Title: Anti-Aromatase Activity of the Constituents from Damiana (Turnera diffusa)

Author
item ZHAO, JIANPING - University Of Mississippi
item DASMAHAPATRA, ASOK - University Of Mississippi
item KHAN, SHABANA - University Of Mississippi
item KHAN, IKHLAS - University Of Mississippi

Submitted to: Journal of Ethnopharmacology
Publication Type: Peer Reviewed Journal
Publication Acceptance Date: 9/5/2008
Publication Date: 9/26/2008
Citation: Zhao, J., Dasmahapatra, A.K., Khan, S.I., Khan, I.A. 2008. Anti-Aromatase Activity of the Constituents from Damiana (Turnera diffusa). Journal of Ethnopharmacology. 120:387-393.

Interpretive Summary: Damiana (Turnera diffusa Willd. Ex Schult), a so-called herbal aphrodisiac, has been used in southern America for more than one hundred years. Damiana product was once said to be a “powerful invigorant” and can “improve the sexual ability of the enfeebled and aged”. A wide array of damiana products can still be found on the current dietary supplement market. However, there is no sufficient scientific evidence to substantiate the alleged effects. Aromatase plays a vital role in the conversion of androgen to estrogen. Testosterone supplementation has been approved to be able to improve sexual function and libido. We postulated that the components of damiana might act as aromatase inhibitors. In this study, an investigation to assess the anti-aromatse activity and estrogenic activity of the constituents isolated from T. diffusa was conducted. The methanolic extract and 24 compounds isolated from the leaves of T. diffusa were evaluated for aromatase activity by using a tritiated-water release assay and for estrogenic activity by using yeast estrogen screen (YES) assay. The methanolic extract demonstrated a dose dependent inhibitory activity of the aromatase enzyme with the IC50 value of 63.1 ug/ml. Among the 24 tested compounds, pinocembrin and acacetin showed the most potent inhibition with IC50 values of 10.8 and 18.7 µM, respectively. Estrogenic activity was also observed in the extract and three compounds including apigenin 7-glucoside, Z-echinacin and pinocembrin with EC50 values of 10, 20 and 67 µM, respectively. T. diffusa has been used traditionally as an herbal aphrodisiac, and the sexual function is found to be well associated with the testosterone level in body.

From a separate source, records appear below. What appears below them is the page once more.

PR #15356, opened 2026-08-30
🛄 feat: Restore Compaction Guidance Across Continuations

danny-avila:
## Summary

- preserve the bounded compaction semantic index in the Event Actor head and replay it on warm graph reconstruction
- capture the same versioned projection atomically with HITL pause metadata and restore it on cross-replica resume
- validate and bound every persisted field, blank pending text, redact oversized text, and fail closed for missing, legacy, or malformed state

## Why

The semantic guidance introduced by the recent compaction work was derived during ordinary message preparation, but graph reconstruction for warm Event Actor turns and HITL resumes intentionally avoids rebuilding durable history. That meant the summarizer lost tool intents, activity phases, and reasoning labels precisely on these continuation paths.

This PR deepens the existing continuation seams instead of adding a parallel cache:

- Event Actor guidance is part of the actor-head CAS, so checkpoint state and semantic guidance advance together.
- HITL guidance is part of the existing atomic `running -> requires_action` metadata patch, so immediate and cross-replica resumes see the same snapshot.
- Restores pass the exact admitted SDK index to `createRun`; there are no history reads, message scans, or additional storage round trips.

## Performance

A local microbenchmark over the maximum 256-entry projection measured:

- snapshot: ~15.1 μs
- restore: ~20.5 μs
- combined: ~35.6 μs

The two operations happen on separate persistence/resume edges. Ordinary execution only retains the already-derived in-memory index reference.

## Scope

This intentionally provides exact replay only. It does not accumulate labels created during later warm turns; doing that without re-scanning history needs a separate bounded merge/append primitive in `@librechat/agents`, reusing the SDK's coverage-balanced collector.

## Verification

- `npm run build:data-schemas`
- `npm run build:api`
- `npx tsc --noEmit -p packages/api/tsconfig.json`
- targeted ESLint and import-order checks on all touched files
- packages/api: 4 suites, 138 tests
- API agent controllers: 2 suites, 323 tests
- data-schemas actor-head persistence integration test


danny-avila:
@codex review

Please review the current PR head 9fde191fc28232ed9d86a15ec5a96e6190b4619b. Confirm that this exact commit is the reviewed commit and ignore findings that apply only to earlier heads.

danny-avila:
@codex review

Please review the current PR head 6f4b8b0ff3031ad34dbdaa346e893092dde50848. Confirm that this exact commit is the reviewed commit and ignore findings that apply only to earlier heads.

The present study demonstrated that the extract of T. diffusa can significantly suppress aromatase activity. Accordingly, based on above information, we speculate that consuming this plant as a dietary supplement might result in increasing the testosterone level in blood. However, this observed biological significance and implication cannot be directly extrapolated to the real situation in vivo, further studies are required to verify this postulation.

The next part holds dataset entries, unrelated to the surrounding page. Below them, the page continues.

PR #656, opened 2020-09-23
feat(autoplay-gallery): add autoplay to gallery in showcase mode

### LINKED ISSUE #638: Presenter mode: gallery
- [ ] play through gallery in show case mode
- [ ] in presenter mode clicks should progress through gallery before moving on to next slide.

KatvonRivia:
closes #638

### DIFF
--- a/src/scripts/components/stories/story-media/story-media.tsx
+++ b/src/scripts/components/stories/story-media/story-media.tsx
@@ -7,6 +7,7 @@ import {FullscreenExitIcon} from '../../main/icons/fullscreen-exit-icon';
 import {FullscreenIcon} from '../../main/icons/fullscreen-icon';
 import {getStoryMediaUrl} from '../../../libs/get-story-media-url';
 import {useInterval} from '../../../hooks/use-interval';
+import config from '../../../config/main';
 
 import {StoryMode} from '../../../types/story-mode';
 
@@ -32,6 +33,8 @@ const StoryMedia: FunctionComponent<Props> = ({
   const showPrevButton = currentIndex > 0;
   const showNextButton = currentIndex < images.length - 1;
 
+  const delay = mode === StoryMode.Showcase ? config.delay : null;
+
   useInterval(() => {
     if (mode === StoryMode.Showcase) {
       if (currentIndex >= images.length - 1) {
@@ -39,7 +42,7 @@ const StoryMedia: FunctionComponent<Props> = ({
       }
       setCurrentIndex(currentIndex + 1);
     }
-  }, 3000);
+  }, delay);
 
   const onPrevClick = () => {
     if (currentIndex <= 0) {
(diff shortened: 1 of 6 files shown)


src/scripts/hooks/use-story-navigation.ts
```diff
@@ -35,7 +38,12 @@ export const useStoryNavigation = () => {
   if (storyIds && typeof storyIndex === 'number') {
     const showcaseStoryIds = storyIds.join('&');
     const nextStoryIndex = storyIndex + 1;
+    const currentSlide = selectedStory?.slides[slideIndex];
     // go through all slides of one story
+
+    if (currentSlide?.images && currentSlide.type === SlideType.Image) {
+      delay = delay * currentSlide.images.length;
+    }
```
pwambach, line 46: add empty line

src/scripts/hooks/use-story-navigation.ts
```diff
@@ -15,6 +17,7 @@ export const useStoryNavigation = () => {
   let autoPlayLink = null;
   let nextSlideLink = null;
   let previousSlideLink = null;
+  let delay = 3000;
```
pwambach, line 20: Would be cool if this value is defined in the config file

src/scripts/components/stories/story-media/story-media.tsx
```diff
@@ -27,6 +32,15 @@ const StoryMedia: FunctionComponent<Props> = ({
   const showPrevButton = currentIndex > 0;
   const showNextButton = currentIndex < images.length - 1;
 
+  useInterval(() => {
```
pwambach, line 35: This way the interval function is called every 3 seconds also in non showcase stories. Better put the `mode === StoryMode.Showcase` check into the delay. If the delay is `null` the function will not be triggered.

Like:
```
delay = mode === StoryMode.Showcase ? 3000 : null
```

src/scripts/components/stories/story-media/story-media.tsx
```diff
@@ -6,19 +6,24 @@ import {NextIcon} from '../../main/icons/next-icon';
...
 import styles from './story-media.styl';
 
 interface Props {
   images: string[];
   imageCaptions?: string[];
   storyId: string;
+  mode: StoryMode | null;
 }
 
 const StoryMedia: FunctionComponent<Props> = ({
```
pwambach, line 22: Another thing but not related to this PR. It's a bit confusing that this component is called StoryMedia and not sth like StoryGallery or StoryImages. At first I thought StoryMedia is a wrapper component for images and videos etc.

pwambach (changes requested):

src/scripts/components/stories/story-media/story-media.tsx
KatvonRivia: Good point, will rename it in a different PR. 👍

pwambach (approved):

Technical Abstract: Ethnopharmacological relevance: Damiana (Turnera diffusa Willd. Ex Schult) has traditionally been used as an herbal aphrodisiac. Aim of the study: The study was aimed to investigate the anti-aromatse activity and the estrogenic activity of the constituents isolated from T. diffusa. Material and methods: The methanolic extract and 24 compounds isolated from the leaves of T. diffusa were evaluated for aromatase activity by using a tritiated-water release assay and for estrogenic activity by using yeast estrogen screen (YES) assay. Results: The methanolic extract demonstrated a dose dependent inhibitory activity of the aromatase enzyme with the IC50 value of 63.1 µg/ml. Among the 24 tested compounds, pinocembrin and acacetin showed the most potent inhibition with IC50 values of 10.8 and 18.7 µM, respectively. Estrogenic activity was also observed in the extract and three compounds including apigenin 7-glucoside, Z-echinacin and pinocembrin with EC50 values of 10, 20 and 67 µM, respectively. Conclusions: The extract of T. diffusa and two isolated compounds pinocembrin and acacetin could significantly suppress aromatase activity. Moreover, apigenin 7-glucoside, Z-echinacin and pinocembrin showed estrogenic activity.